• Task requirements
When the line containing "--- a/.github/workflows/actions.yml" is reached, include it and end there; set down verbatim every line before it, starting at the top of the records.

Records contained in a dataset:
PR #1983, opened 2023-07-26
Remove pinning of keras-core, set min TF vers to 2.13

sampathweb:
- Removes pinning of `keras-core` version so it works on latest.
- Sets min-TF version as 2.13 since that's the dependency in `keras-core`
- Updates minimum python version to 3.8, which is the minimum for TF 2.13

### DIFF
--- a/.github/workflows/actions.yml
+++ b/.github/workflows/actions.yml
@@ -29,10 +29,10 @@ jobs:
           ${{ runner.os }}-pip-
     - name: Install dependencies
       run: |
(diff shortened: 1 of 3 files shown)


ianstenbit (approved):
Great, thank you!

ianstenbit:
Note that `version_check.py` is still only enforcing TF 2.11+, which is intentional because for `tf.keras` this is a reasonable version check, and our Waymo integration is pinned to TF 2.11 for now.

• Response to this exercise
PR #1983, opened 2023-07-26
Remove pinning of keras-core, set min TF vers to 2.13

sampathweb:
- Removes pinning of `keras-core` version so it works on latest.
- Sets min-TF version as 2.13 since that's the dependency in `keras-core`
- Updates minimum python version to 3.8, which is the minimum for TF 2.13

### DIFF
--- a/.github/workflows/actions.yml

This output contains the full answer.